**WORK TO BE COMPLETED**
Copy every line of the data exactly, leaving nothing out.

**AVAILABLE DATA**
PR #665, opened 2011-12-21
Modified line 50 to support all databases. We needed to escape ' instead...

hooduku:
Modified line 50 to support all databases. We needed to escape ' instead pf ".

**FINAL ANSWER**
PR #665, opened 2011-12-21
Modified line 50 to support all databases. We needed to escape ' instead...

hooduku:
Modified line 50 to support all databases. We needed to escape ' instead pf ".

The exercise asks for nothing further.